Assignment: Repeat every record exactly as written.
= = = =
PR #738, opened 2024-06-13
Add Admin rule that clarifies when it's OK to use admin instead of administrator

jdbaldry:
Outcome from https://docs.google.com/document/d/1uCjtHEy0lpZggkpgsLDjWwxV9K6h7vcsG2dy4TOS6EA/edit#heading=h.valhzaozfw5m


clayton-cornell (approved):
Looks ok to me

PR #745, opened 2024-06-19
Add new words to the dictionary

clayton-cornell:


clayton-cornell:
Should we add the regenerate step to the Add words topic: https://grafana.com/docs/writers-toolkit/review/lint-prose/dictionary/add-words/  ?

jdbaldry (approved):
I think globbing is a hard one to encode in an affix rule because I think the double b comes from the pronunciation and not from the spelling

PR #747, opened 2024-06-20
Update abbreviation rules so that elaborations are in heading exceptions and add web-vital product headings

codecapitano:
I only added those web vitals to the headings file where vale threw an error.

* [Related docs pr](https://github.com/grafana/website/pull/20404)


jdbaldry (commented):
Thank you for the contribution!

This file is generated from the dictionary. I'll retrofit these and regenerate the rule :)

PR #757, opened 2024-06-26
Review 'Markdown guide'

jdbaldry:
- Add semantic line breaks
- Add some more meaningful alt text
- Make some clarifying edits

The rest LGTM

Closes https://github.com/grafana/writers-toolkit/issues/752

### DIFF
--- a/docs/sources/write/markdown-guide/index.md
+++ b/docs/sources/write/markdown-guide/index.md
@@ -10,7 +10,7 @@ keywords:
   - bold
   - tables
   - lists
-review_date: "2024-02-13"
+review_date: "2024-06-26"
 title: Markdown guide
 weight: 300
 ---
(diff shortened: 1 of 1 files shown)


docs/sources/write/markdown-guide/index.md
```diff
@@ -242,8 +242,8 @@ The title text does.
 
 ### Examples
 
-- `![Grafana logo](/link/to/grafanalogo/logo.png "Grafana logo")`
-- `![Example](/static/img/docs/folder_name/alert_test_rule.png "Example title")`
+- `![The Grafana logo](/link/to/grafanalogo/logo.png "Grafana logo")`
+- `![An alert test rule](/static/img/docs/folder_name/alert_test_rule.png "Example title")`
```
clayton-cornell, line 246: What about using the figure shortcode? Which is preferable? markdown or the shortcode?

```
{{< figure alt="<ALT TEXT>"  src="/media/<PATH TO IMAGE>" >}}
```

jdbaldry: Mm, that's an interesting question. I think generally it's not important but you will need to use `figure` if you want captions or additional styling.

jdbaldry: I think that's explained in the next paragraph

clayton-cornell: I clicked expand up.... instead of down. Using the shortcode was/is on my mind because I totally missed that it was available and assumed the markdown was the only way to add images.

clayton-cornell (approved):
= = = =
Result of this task:
PR #738, opened 2024-06-13
Add Admin rule that clarifies when it's OK to use admin instead of administrator

jdbaldry:
Outcome from https://docs.google.com/document/d/1uCjtHEy0lpZggkpgsLDjWwxV9K6h7vcsG2dy4TOS6EA/edit#heading=h.valhzaozfw5m


clayton-cornell (approved):
Looks ok to me

PR #745, opened 2024-06-19
Add new words to the dictionary

clayton-cornell:


clayton-cornell:
Should we add the regenerate step to the Add words topic: https://grafana.com/docs/writers-toolkit/review/lint-prose/dictionary/add-words/  ?

jdbaldry (approved):
I think globbing is a hard one to encode in an affix rule because I think the double b comes from the pronunciation and not from the spelling

PR #747, opened 2024-06-20
Update abbreviation rules so that elaborations are in heading exceptions and add web-vital product headings

codecapitano:
I only added those web vitals to the headings file where vale threw an error.

* [Related docs pr](https://github.com/grafana/website/pull/20404)


jdbaldry (commented):
Thank you for the contribution!

This file is generated from the dictionary. I'll retrofit these and regenerate the rule :)

PR #757, opened 2024-06-26
Review 'Markdown guide'

jdbaldry:
- Add semantic line breaks
- Add some more meaningful alt text
- Make some clarifying edits

The rest LGTM

Closes https://github.com/grafana/writers-toolkit/issues/752

### DIFF
--- a/docs/sources/write/markdown-guide/index.md
+++ b/docs/sources/write/markdown-guide/index.md
@@ -10,7 +10,7 @@ keywords:
   - bold
   - tables
   - lists
-review_date: "2024-02-13"
+review_date: "2024-06-26"
 title: Markdown guide
 weight: 300
 ---
(diff shortened: 1 of 1 files shown)


docs/sources/write/markdown-guide/index.md
```diff
@@ -242,8 +242,8 @@ The title text does.
 
 ### Examples
 
-- `![Grafana logo](/link/to/grafanalogo/logo.png "Grafana logo")`
-- `![Example](/static/img/docs/folder_name/alert_test_rule.png "Example title")`
+- `![The Grafana logo](/link/to/grafanalogo/logo.png "Grafana logo")`
+- `![An alert test rule](/static/img/docs/folder_name/alert_test_rule.png "Example title")`
```
clayton-cornell, line 246: What about using the figure shortcode? Which is preferable? markdown or the shortcode?

```
{{< figure alt="<ALT TEXT>"  src="/media/<PATH TO IMAGE>" >}}
```

jdbaldry: Mm, that's an interesting question. I think generally it's not important but you will need to use `figure` if you want captions or additional styling.

jdbaldry: I think that's explained in the next paragraph

clayton-cornell: I clicked expand up.... instead of down. Using the shortcode was/is on my mind because I totally missed that it was available and assumed the markdown was the only way to add images.

clayton-cornell (approved):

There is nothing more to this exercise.